:: ACTIVITY ::
Check every line of the data below for the string "contexts", and copy the ones that hold it.

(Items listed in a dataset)

PR #432, opened 2024-11-26
section 1

omkarshanbhag:
## Did you add a changeset?

### DIFF
--- a/README.md
+++ b/README.md
@@ -2,6 +2,61 @@
 
 [![js-build](https://github.com/tkhq/sdk/actions/workflows/js-build.yml/badge.svg)](https://github.com/tkhq/sdk/actions/workflows/js-build.yml)
 
+## Primary Turnkey SDK Web Packages
+SDK Web Packages
+The following packages expose the functionality required to build Turnkey-Powered applications. 
+- [`@turnkey/sdk-browser`](https://github.com/tkhq/sdk/tree/main/packages/sdk-browser) 
+- [`@turnkey/sdk-server`](https://github.com/tkhq/sdk/tree/main/packages/sdk-server)
+- [`@turnkey/sdk-react`](https://github.com/tkhq/sdk/tree/main/packages/sdk-react)
+- [`@turnkey/sdk-react-native-stamper`](https://www.npmjs.com/package/@turnkey/sdk-react-native-stamper)
+
+The below diagram can help provide an understanding of which package can be used where while developing your Turnkey Powered Application. 
+
+## [DIAGRAM HERE]
+
+### [`@turnkey/sdk-browser`](https://github.com/tkhq/sdk/tree/main/packages/sdk-browser)  
+The [`@turnkey/sdk-browser`](https://github.com/tkhq/sdk/tree/main/packages/sdk-browser) package exposes functionality that lets developers build browser based applications that interact with the Turnkey API with different types of authentication. 
+
+It consists of different clients that enable requests to the API to be authenticated via different auth methods like user sessions, passkeys and iFrames. It also contains methods to manage information and state related to authentication like auth bundles and sessions, retrieving user information and server signing API requests.
+
+[![npm](https://img.shields.io/npm/v/@turnkey/http?color=%234C48FF)](https://www.npmjs.com/package/@turnkey/sdk-browser)
+
+[CHANGELOG](/packages/sdk-browser/CHANGELOG.md)  
+
+Docs Page: https://docs.turnkey.com/sdks/javascript-browser
+
+### [`@turnkey/sdk-server`](https://github.com/tkhq/sdk/tree/main/packages/sdk-server)
+The [`@turnkey/sdk-server`](https://github.com/tkhq/sdk/tree/main/packages/sdk-server) package exposes functionality that lets developers build server-side functionality for applications that interact with the Turnkey API with different types of authentication –  allowing applications to authenticate users, manage sessions, and perform organizational operations securely and efficiently. It consists of an API Client and API Proxies that enable requests to the Turnkey API to be authenticated with the appropriate credentials. Specifically, the API Client manages requests signed by the user’s authentication details, and the API proxies handle requests signed by the parent organization’s authentication details. 
+
+Use the [`@turnkey/sdk-server`](https://www.npmjs.com/package/@turnkey/sdk-server) package to handle server-side interactions for applications that interact with the Turnkey API.
+
+[![npm](https://img.shields.io/npm/v/@turnkey/sdk-server?color=%234C48FF)](https://www.npmjs.com/package/@turnkey/sdk-server)  
+
+[CHANGELOG](/packages/sdk-server/CHANGELOG.md)
+
+Docs Page: https://docs.turnkey.com/sdks/javascript-server
+
+### [`@turnkey/sdk-react`](https://github.com/tkhq/sdk/tree/main/packages/sdk-react)
+The [`@turnkey/sdk-react`](https://github.com/tkhq/sdk/tree/main/packages/sdk-react) package wraps the functionality from the [`@turnkey/sdk-browser`](https://github.com/tkhq/sdk/tree/main/packages/sdk-browser) package to allow developers to build react based applications that interact with the Turnkey API with different types of authentication. It allows developers to use the same clients exposed in [`@turnkey/sdk-browser`](https://github.com/tkhq/sdk/tree/main/packages/sdk-browser) that enable requests to the API to be authenticated via different auth methods like user sessions, passkey and iFrames. It also contains the same methods to manage information and state related to authentication like auth bundles and sessions, retrieving user information and server signing API requests. Use the [`@turnkey/sdk-react`](https://github.com/tkhq/sdk/tree/main/packages/sdk-browser) package when you’re building React-based frontend applications that interact with the Turnkey API.
+
+[![npm](https://img.shields.io/npm/v/@turnkey/sdk-react?color=%234C48FF)](https://www.npmjs.com/package/@turnkey/sdk-react)
+
+[CHANGELOG](/packages/sdk-react/CHANGELOG.md)
+
+Docs Page: https://docs.turnkey.com/sdks/react
+
+### [`@turnkey/sdk-react-native-stamper`](https://www.npmjs.com/package/@turnkey/sdk-react-native-stamper)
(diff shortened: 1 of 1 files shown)


README.md
```diff
@@ -2,60 +2,106 @@
...
+## Overview
+
+The Turnkey SDK includes functions and clients with methods that construct, authenticate and execute requests to the Turnkey API with support for different ecosystems and methods of authentication. It consists of the [Primary Turnkey Web SDK Packages](#primary-turnkey-web-sdk-packages) which expose the main functionality required to build Turnkey-powered applications in different web environments, the [Chain/Ecosystem-Specific Signing Packages](#chainecosystem-specific-signing-sdk-packages) which expose signers with support for specific ecosystems, built on top of our Web SDK, and the [Advanced Functionality SDK Packages](#advanced-functionality-sdk-packages) which exposes lower level functionality that is leveraged by our Primary Web SDK Packages for those with highly-specific implementations looking to use them.
+
+The below diagram helps visualize the packages in our SDK organized by the functionality they expose.
```
r-n-o, line 9: Nit: "the diagram below" is more common.

README.md
```diff
@@ -2,60 +2,106 @@
...
+## Overview
+
+The Turnkey SDK includes functions and clients with methods that construct, authenticate and execute requests to the Turnkey API with support for different ecosystems and methods of authentication. It consists of the [Primary Turnkey Web SDK Packages](#primary-turnkey-web-sdk-packages) which expose the main functionality required to build Turnkey-powered applications in different web environments, the [Chain/Ecosystem-Specific Signing Packages](#chainecosystem-specific-signing-sdk-packages) which expose signers with support for specific ecosystems, built on top of our Web SDK, and the [Advanced Functionality SDK Packages](#advanced-functionality-sdk-packages) which exposes lower level functionality that is leveraged by our Primary Web SDK Packages for those with highly-specific implementations looking to use them.
```
r-n-o, line 7: I think this overview would benefit from being broken down. The first sentence is A LOT to process for a first time reader. It's long.

The way I'd break it down is with bullets. Strawman below

-----

The Turnkey SDK includes functionality to interact with Turnkey in various contexts and ecosystems. It consists of three main NPM package groups:
* the [Primary Turnkey Web SDK Packages](#primary-turnkey-web-sdk-packages) which expose the main functionality required to build Turnkey-powered applications in different web environments
* the [Chain/Ecosystem-Specific Signing Packages](#chainecosystem-specific-signing-sdk-packages) which expose signers with support for specific ecosystems, built on top of our Web SDK packages
* the [Advanced Functionality SDK Packages](#advanced-functionality-sdk-packages) which exposes lower level functionality that is leveraged by our Primary Web SDK Packages for those with highly-specific implementations looking to use them.

README.md
```diff
@@ -2,60 +2,106 @@
...
+
+The below diagram helps visualize the packages in our SDK organized by the functionality they expose.
+
+<img src="./img/sdk-map.png" alt="homepage screenshot" width="1000px">
```
r-n-o, line 11: I like this diagram a lot but I'd change a couple of things:
* `@turnkey/react-native-passkey-stamper` isn't a "main" package. It's just a stamper so it should be moved next to `@turnkey/webauthn-stamper` and `@turnkey/api-key-stamper`
* The arrows need labeling. I think the vertical arrow should go down and read "uses" or "imports". And the horizontal arrow can be bidirectional and read "integrates with"? Ecosystem packages generally consumes our other packages, but sometimes it's the other way around

There's also a marketing opportunity here with ecosystem/blockchain logos next to each ecosystem package (def nice-to-have!)

README.md
```diff
@@ -2,60 +2,106 @@
...
+
+## Primary Turnkey Web SDK Packages
+
+The following packages expose the main functionality required to build Turnkey-powered applications. Each package exposes functions, and/or client classes with methods that manage the process of authenticating requests to the Turnkey API in the contexts of a generic browser environment, a react or react native client environment, or a server environment.
```
r-n-o, line 15: we do not have a react native client. We simply use the "normal" clients. Passkey stamping has to involve magic native APIs which is why we have a separate package for it, but HTTP calls into Turnkey work the same as on the web.

README.md
```diff
@@ -2,60 +2,106 @@
...
+
+The below diagram helps visualize how each package can be used to devlop the appropriate service in your Turnkey Powered Application, and how Turnkey requests would flow between those services.
```
r-n-o, line 28: "diagram below"

README.md
```diff
@@ -2,60 +2,106 @@
...
-| [`with-federated-passkeys`](/examples/with-federated-passkeys/)        | A NextJS app that demonstrates how to use Turnkey to build a federated, webauthn powered authentication flow                            |
-| [`with-solana-passkeys`](/examples/with-solana-passkeys/)              | A NextJS app powering users to create suborgs, sign messages, and create transactions sponsored by the parent org using @turnkey/solana |
-| [`with-eth-passkey-signers`](/examples/with-eth-passkey-signers/)      | A NextJS app powering users to create suborgs and sign messages via Viem or Ethers                                                      |
-| [`with-eip-1193-provider`](/examples/with-eip-1193-provider/)          | A NextJS app that demonstrates how to use Turnkey the `@turnkey/eip-1193-provider` in your app                                          |
-| [`with-wallet-stamper`](/examples/with-wallet-stamper/)                | A NextJS app that demonstrates how to use Turnkey the `@turnkey/wallet-stamper` in your app                                             |
+### Best First Examples -- Test in Stackblitz
```
r-n-o, line 67: I'd call this section "Instant examples (Stackblitz)"

README.md
```diff
@@ -2,60 +2,106 @@
...
+| [`with-eth-passkey-signers`](/examples/with-eth-passkey-signers/) | A NextJS app powering users to create suborgs and sign messages via Viem or Ethers                                                      | [Test it out on Stackblitz!](https://stackblitz.com/edit/stackblitz-starters-2psu3g) |
+| [`with-solana`](/examples/with-solana/)                           | Create a new Solana address, then sign and broadcast a transaction on Solana's devnet                                                   | [Test it out on Stackblitz!](https://stackblitz.com/edit/stackblitz-starters-xeb93i) |
+| [`with-solana-passkeys`](/examples/with-solana-passkeys/)         | A NextJS app powering users to create suborgs, sign messages, and create transactions sponsored by the parent org using @turnkey/solana | [Test it out on Stackblitz!](https://stackblitz.com/edit/stackblitz-starters-h5pmnu) |
+
+### Other Code Examples
+
```
r-n-o, line 79: (optional) might benefit from a word or two about the fact that these examples require a local installation of node + following instruction in linked READMEs? (since you have an intro in the stackblitz examples section)

README.md
andrewkmin: +1; I think the "Advanced Functionality" label might imply a higher order, when in reality the hierarchy is such that the stampers are prereqs for all the abstractions built atop them (conveying this hierarchy via arrows/etc is huge so thanks for approaching this in such a way). Stampers + `@turnkey/http` could be considered Primitives/foundational packages

Technically, `@turnkey/http` isn't quite a stamper but rather a library containing an http client that allows for (easier) interaction with Turnkey endpoints. And I think the utilities SDK packages could be in a separate bucket of their own.

README.md
omkarshanbhag: This makes sense -- appreciate the color here! Had the same intuition because I noticed that it was just a stamper and that we just say to use the stamper along with the basic http client from @turnkey/http.


I ended up grouping it with the other larger libraries because it gets its own page in our docs after sdk-browser, sdk-server and sdk-react but definitely agree that it should go with the stampers and is more analogous with them

README.md
```diff
@@ -2,60 +2,106 @@
...
+| [@turnkey/sdk-server](https://github.com/tkhq/sdk/tree/main/packages/sdk-server)                                     | The `@turnkey/sdk-server` package exposes functionality that lets developers build server-side functionality for applications that interact with the Turnkey API with different types of authentication – allowing applications to authenticate users, manage sessions, and perform organizational operations securely and efficiently. It consists of an API Client and API Proxies that enable requests to the Turnkey API to be authenticated with the appropriate credentials. Specifically, the API Client manages requests signed by the user's authentication details, and the API proxies handle requests signed by the parent organization's authentication details. Use this package to handle server-side interactions for applications that interact with the Turnkey API. | [![npm](https://img.shields.io/npm/v/@turnkey/sdk-server?color=%234C48FF)](https://www.npmjs.com/package/@turnkey/sdk-server)                                     | [CHANGELOG](/packages/sdk-server/CHANGELOG.md)                   | [Docs](https://docs.turnkey.com/sdks/javascript-server)  |
```
andrewkmin, line 24: > The `@turnkey/sdk-server` package exposes functionality that lets developers build server-side functionality for applications that interact with the Turnkey API with different types of authentication – allowing applications to authenticate users, manage sessions, and perform organizational operations securely and efficiently. It consists of an API Client and API Proxies that enable requests to the Turnkey API to be authenticated with the appropriate credentials. Specifically, the API Client manages requests signed by the user's authentication details, and the API proxies handle requests signed by the parent organization's authentication details. Use this package to handle server-side interactions for applications that interact with the Turnkey API.

The upshot of `@turnkey/sdk-server` is that it allows people to use Turnkey with an API key credential (P256 keypair that can be created using our `@turnkey/crypto` library)

img/sdk-web-diagram.png
andrewkmin, line 1: maybe we can say `Turnkey requests to be (optionally) proxied through Backend`? given not all setups will require a proxy setup

andrewkmin: `End User's sub-org`

andrewkmin: I hesitate to include `@turnkey/sdk-react-native-passkey-stamper` alongside `@turnkey/sdk-browser` and `@turnkey/sdk-react` given it's specifically for stamping only, whereas the other two are a bit more wholistic

omkarshanbhag: some further color on the proxy requests -- def agree that its optional and that its not an expectation. The reason I explicitly included it like that is to show all flows of Turnkey requests between App Client/App Server and the Turnkey API. Agree that including the optionally will help make that clear.

Agree on the other two points as well!

README.md
omkarshanbhag: @r-n-o On the logos -- i put some of them up but it looks a bit lopsided because some of these are actually related to a chain ecosystem with a logo like solana or ethers, but viem for example or eip stamper etc would either also have ethereum logos or none at all. For now I think it would be best to move forward without the logos! Lmk if you have strong opinions otherwise.

r-n-o: I'm down to move forward without. Makes sense 👍

r-n-o (approved):
👏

:: ANSWER SECTION ::
The Turnkey SDK includes functionality to interact with Turnkey in various contexts and ecosystems. It consists of three main NPM package groups:
+The following packages expose the main functionality required to build Turnkey-powered applications. Each package exposes functions, and/or client classes with methods that manage the process of authenticating requests to the Turnkey API in the contexts of a generic browser environment, a react or react native client environment, or a server environment.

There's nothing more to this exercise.